27. (4) Pour l’application du présent article, est assimilé au jugement définitif le jugement qui statue au fond sur un droit, à l’exception des questions renvoyées à l’arbitrage par le jugement.

27. (4) For the purposes of this section, a final judgment includes a judgment that determines a substantive right except as to any question to be determined by a referee pursuant to the judgment.

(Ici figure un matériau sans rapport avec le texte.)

PR #4878, opened 2026-01-22
Prepare WebRender for crates.io release

nicoburns:
Changes made:

- Update `webrender` and in-repo crates that are dependencies of `webrender` to version 0.68
- Update these crates to use workspace depency versions similar to [stylo#249](https://github.com/servo/stylo/pull/249) (seeing as the feedback on that change was positive).

I have not bothered updating the versions of the other in-repo crates that are not dependencies of `webrender` (e.g. `wrench` and crates that are used by `wrench` like `swgl`) as we don't need to publish those and thus their version numbers don't matter, and I figured it would keep the diff a little smaller. But it would be easy to update those too if we wanted to.

### DIFF
--- a/.github/workflows/main.yml
+++ b/.github/workflows/main.yml
@@ -17,7 +17,7 @@ jobs:
       - name: Install Rust
         uses: dtolnay/rust-toolchain@stable
       - name: Install freetype
-        run: sudo apt install libfreetype-dev
+        run: sudo apt update && sudo apt install -y libfreetype-dev
       - name: Build wrench
         run: |
           cd wrench
--- a/webrender/Cargo.toml
+++ b/webrender/Cargo.toml
@@ -1,6 +1,6 @@
 [package]
 name = "webrender"
-version = "0.68.0"
+version.workspace = true
 authors = ["Glenn Watson <gw@intuitionlibrary.com>"]
 license = "MPL-2.0"
 repository = "https://github.com/servo/webrender"
@@ -25,7 +25,7 @@ debugger = ["tiny_http", "serde_json", "url", "sha1", "base64", "api/debugger"]
 [build-dependencies]
 build-parallel = "0.1.2"
 glslopt = "0.1.11"
-webrender_build = { version = "0.0.2", path = "../webrender_build" }
+webrender_build = { workspace = true }
 
 [dependencies]
 bincode = "1.0"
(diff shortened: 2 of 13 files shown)


.github/workflows/main.yml
```diff
@@ -17,7 +17,7 @@ jobs:
       - name: Install Rust
         uses: dtolnay/rust-toolchain@stable
       - name: Install freetype
-        run: sudo apt install libfreetype-dev
+        run: sudo apt update && sudo apt install libfreetype-dev
```
jschwe:
```suggestion
        run: sudo apt update && sudo apt install -y libfreetype-dev
```

webrender/Cargo.toml
```diff
@@ -1,6 +1,6 @@
 [package]
 name = "webrender"
-version = "0.68.0"
+version.workspace = true
 authors = ["Glenn Watson <gw@intuitionlibrary.com>"]
 license = "MPL-2.0"
 repository = "https://github.com/servo/webrender"
```
jschwe, line 6: Should we perhaps update the description to mention this is servos fork of webrender? And perhaps remove authors, since it's not a required field (anymore) and not quite accurate?

jschwe:
And last comment, perhaps update the upstream URL in the readme to point to the new upstream at https://github.com/mozilla-firefox/firefox/

webrender/Cargo.toml
nicoburns: I think we probably don't need to mention that we're technically a fork. Even though Firefox/Gecko is upstream these days, they don't publish WebRender to crates.io, and if WebRender is like Stylo then their version can't easily be built outside of their tree (it depends on other C++ code in Gecko). So as far as crates.io consumers are concerned, Servo's version is the canonical version.

nicoburns:
> And last comment, perhaps update the upstream URL in the readme to point to the new upstream at https://github.com/mozilla-firefox/firefox/

I've done this. Although note that this PR is against the `0.68` branch (which is what we're using in Servo), not the `main` branch (which currently contains a very old version of WebRender, but is what Github shows as the README).

We should probably make the `main` branch the same as the 0.68 branch.

mrobinson (approved):

mrobinson:
I've amended this to not upgrade the versions of `wr_malloc_size_of` as the Mozilla project publishes the crate from upstream sometimes and the versions should not diverge.

mrobinson:
I have released WebRender 0.68 now, though I had to make some changes. I've merged them into this commit in the branch.

nicoburns:
@mrobinson Thanks!

Could we set the `main` branch to the contents of the `0.68` branch? I think it's very confusing for people when they hit the repo's main page and see a very old version. Looks like there may a couple of commits (https://github.com/servo/webrender/commit/c4bd5b47d8f5cd684334b445e67a1f945d106848 and https://github.com/servo/webrender/commit/e1c924ebad9ffdfe8c8c606aba77eb3f888c396a) that are only on `main` but not `0.68`, but they look like they should be easy enough to cherry-pick across.

mrobinson:
The issue is that because we are constantly resyncing with upstream, the main branch will have its history rewritten. Perhaps it is better to simply update the README in the main branch. In addition, I think we should look into merging our changes upstream and archiving this repository entirely.

nicoburns:
Updating the README (and perhaps deleting the code entirely) in the `main` branch would also work.

But this is effectively exactly the same issue as we have with Stylo, right? (except we sync less often and the diff is smaller). So I figured it could make sense to use the same solution here as we use there.

Getting rid of the repo entirely could make sense, except we probably don't want to have to coordinate with upstream to make releases? And it might be good to have a record of the code that was released?

(I also think we're also going to continue to need at least some Cargo.toml patches on top of upstream so as to strip out the Gecko-specific code (e.g. firefox-on-glean))

PR #291, opened 2022-07-08
Support parallel reconciliation

Szymongib:
#### Summary

Support parallel reconciliation of Mattermost custom resources.

Given that we have a custom mechanism for rate-limiting reconciling Mattermost instances, this needs to be done carefully so that we do not exceed the limit due to a race condition between different workers.

#### Release Note

```release-note
Support parallel reconciliation
```


gabrieljackson (approved):
Awesome!

PR #292, opened 2022-07-19
Introduce the 'ready' state to signal instance readiness

Szymongib:
#### Summary

An instance is marked as `ready` when at least one pod is updated and all other resources are ready as well.

#### Release Note

```release-note
Introduce the 'ready' state to signal instance readiness
```


gabrieljackson (approved):
Looks great!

[17] Cette observation indique, aux fins de l’article 27 de la Loi sur les CF, que le paragraphe 27(4) vise à annuler les restrictions imposées par la définition générale de l’expression « jugement définitif » au paragraphe 2(1). Cet argument repose entièrement sur une interprétation littérale du paragraphe 27(4) et ne tient pas compte de son contexte. Quoi qu’il en soit, le paragraphe 27(4) n’aide pas la cause de l’appelante, car il exige qu’un droit matériel soit en litige. Or, comme je l’ai mentionné précédemment, aucun droit matériel n’est en litige dans la requête.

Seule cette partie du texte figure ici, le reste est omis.